INSTRUCTIONS TO FOLLOW: Which lines in the records below include the word "value"? Report each of them in full.

DATA UNDER STUDY:
PR #1172, opened 2024-01-11
Docs: removes cookie secure example from Enterprise tab

### LINKED ISSUE #1170: Update Cookie Secure reference: removed from Enterprise
Page: https://www.pomerium.com/docs/reference/cookies#cookie-secure

The Cookie Secure option is removed from Enterprise as of v0.25.0:

Screen Shot 2024-01-10 at 5 02 34 PM

## What's the resolution?

Let's update [this section](https://github.com/pomerium/documentation/blob/db0114f8266bfd949737e7224941060bcc9be614/content/docs/reference/cookies.mdx#L196) to mention that this setting is no longer supported in Enterprise.

ZPain8464:
Fixes #1170

### DIFF
--- a/content/docs/reference/cookies.mdx
+++ b/content/docs/reference/cookies.mdx
@@ -197,7 +197,7 @@ COOKIE_SECURE=false
 </TabItem>
 <TabItem value="Enterprise" label="Enterprise">
 
-As of v0.25, we've removed support for the **Cookie Secure** setting in the Enterprise Console (in the Console, this setting was called **Javascript Security**). Now, this setting is always enabled by default.
+As of v0.25, we've removed the **Cookie Secure** setting from the Enterprise Console (in the Console, this setting was called **HTTPS only**).
 
 </TabItem>
 <TabItem value="Kubernetes" label="Kubernetes">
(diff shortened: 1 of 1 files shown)


content/docs/reference/cookies.mdx
```diff
@@ -193,13 +197,7 @@ COOKIE_SECURE=false
...
 <TabItem value="Enterprise" label="Enterprise">
 
-Configure **Cookie Secure** with the **HTTPS only** toggle button in the Console. The button has three states:
-
-- **Unset** ("-") uses the value in your configuration file
-- **Checkmark** sets `cookie_secure` to `true`
-- **Empty** sets `cookie_secure` to `false`
-
-![Configure Cookie Secure in the Console](./img/cookies/cookie-settings.png)
+As of v0.25, we've removed support for the **Cookie Secure** setting in the Enterprise Console (in the Console, this setting was called **Javascript Security**). Now, this setting is always enabled by default.
```
kenjenkins, line 200: As far as I can tell, the part "Now, this setting is always enabled by default" is not correct. I think the UI was removed but not the backend logic, so Console may continue to control this setting (using whatever value is still in the database).

```suggestion
As of v0.25, we've removed the **Cookie Secure** setting from the Enterprise Console (in the Console, this setting was called **HTTPS only**).
```

kenjenkins (approved):

PR #501, opened 2022-11-17
New project common-gradle-enterprise-gradle-configuration using kts

cdsap:
New sample common-gradle-enterprise-gradle-configuration using kts


.github/dependabot.yml
```diff
@@ -22,6 +22,10 @@ updates:
     directory: "common-gradle-enterprise-gradle-configuration"
```
runningcode, line 22: i think we should rename this one to `-groovy` in order to prevent confusion.

common-gradle-enterprise-gradle-configuration-kts/README.md
```diff
@@ -0,0 +1,3 @@
+## Common Gradle Enterprise Gradle configuration with kts
```
runningcode, line 1:
```suggestion
## Common Gradle Enterprise Gradle configuration with KTS buildscripts
```

runningcode: let's also update the title in the groovy version :)

.github/dependabot.yml
cdsap: done!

RESULT:
 <TabItem value="Enterprise" label="Enterprise">
 <TabItem value="Kubernetes" label="Kubernetes">
 <TabItem value="Enterprise" label="Enterprise">
-- **Unset** ("-") uses the value in your configuration file
kenjenkins, line 200: As far as I can tell, the part "Now, this setting is always enabled by default" is not correct. I think the UI was removed but not the backend logic, so Console may continue to control this setting (using whatever value is still in the database).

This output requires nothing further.